Planar waveguides in neodymium-doped calcium niobium gallium garnet crystals produced by proton implantation
Liu Chun-Xiao1, †, , Chen Meng1, Fu Li-Li2, Zheng Rui-Lin1, Guo Hai-Tao3, Zhou Zhi-Guang3, Li Wei-Nan3, Lin She-Bao4, Wei Wei1, ‡,
School of Optoelectronic Engineering, Nanjing University of Posts and Telecommunications, Nanjing 210023, China
College of Electronic Science and Engineering, Nanjing University of Posts and Telecommunications, Nanjing 210023, China
State Key Laboratory of Transient Optics and Photonics, Xi’an Institute of Optics and Precision Mechanics, Chinese Academy of Sciences, Xi’an 710119, China
Institute of Physics & Optoelectronics Technology, Baoji University of Arts and Sciences, Baoji 721007, China


† Corresponding author. E-mail:

‡ Corresponding author. E-mail:

Project supported by the National Natural Science Foundation of China (Grant Nos. 11405041, 61405240, 61077070, 61177086, 51002181, and 61177084), the Scientific Research Starting Foundation for New Teachers of Nanjing University of Posts and Telecommunications (NUPTSF) (Grant No. NY214159), and the Research Center of Optical Communications Engineering & Technology, Jiangsu Province, China (Grant No. ZSF0401).

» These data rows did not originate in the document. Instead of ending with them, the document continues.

PR #2372, opened 2025-07-18
update nextjs

ChristopherChudzicki:
None

Updates NextJS

### How can this be tested?
Tests should pass, site should look/behave the same.

### DIFF
--- a/frontends/main/src/app/page.tsx
+++ b/frontends/main/src/app/page.tsx
@@ -29,6 +29,18 @@ export async function generateMetadata({
   })
 }
 
+/**
+ * Fallback to dynamic rendering to load as much of the page as possible.
+ *
+ * We could alternatively wrap the carousels (which use useSearchParams) in a
+ * suspense boundary. This ostensibly leads to a faster response, since the
+ * server can render the rest of the homepage at build time.
+ *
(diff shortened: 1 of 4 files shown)


frontends/main/src/app/page.tsx
```diff
@@ -29,6 +29,18 @@ export async function generateMetadata({
...
+ * Fallback to dynamic rendering to load as much of the page as possible.
+ *
+ * We could alternatively wrap the carousels (which use useSearchParams) in a
+ * suspense boundary. This ostensibly leads to a faster response, since the
+ * server can render the rest of the homepage at build time.
+ *
+ * But... We ache the result on CDN anyway, so it's essentially pre-build for
+ * most requests, anyway.
+ */
+export const dynamic = "force-dynamic"
```
ChristopherChudzicki, line 42: This fixes a build error on NextJS 15.4.1; IMO it's a NextJS bug that we weren't getting this error before.

jonkafton: Ah the carousels use `useSearchParams()` as per your comment and the previous NextJS version was ignoring silently.

jonkafton (approved):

In this work, the fabrication and optical properties of a planar waveguide in a neodymium-doped calcium niobium gallium garnet (Nd:CNGG) crystal are reported. The waveguide is produced by proton (H+) implantation at 480 keV and a fluence of 1.0×1017 ions/cm2. The prism-coupling measurement is performed to obtain the dark mode of the waveguide at a wavelength of 632.8 nm. The reflectivity calculation method (RCM) is used to reconstruct the refractive index profile. The finite-difference beam propagation method (FD-BPM) is employed to calculate the guided mode profile of the waveguide. The stopping and range of ions in matter 2010 (SRIM 2010) code is used to simulate the damage profile induced by the ion implantation. The experimental and theoretical results indicate that the waveguide can confine the light propagation.

1. Introduction

Neodymium-doped calcium niobium gallium garnet (Nd:CNGG) is a kind of attractive laser crystal suitable for direct diode-pumping. It is a cubic crystal and belongs to the class of disordered crystal.[1] The crystal possesses the advantages of both Nd3+-doped glass and ordered crystals in some respects.[2] For example, it has a higher thermal conductivity than Nd3+-doped glasses and a broader pump absorption band than Nd3+-doped ordered crystals (such as Nd:YAG).[3] In view of the excellent optical properties, the Nd:CNGG crystal is a suitable candidate for fabricating a laser waveguide.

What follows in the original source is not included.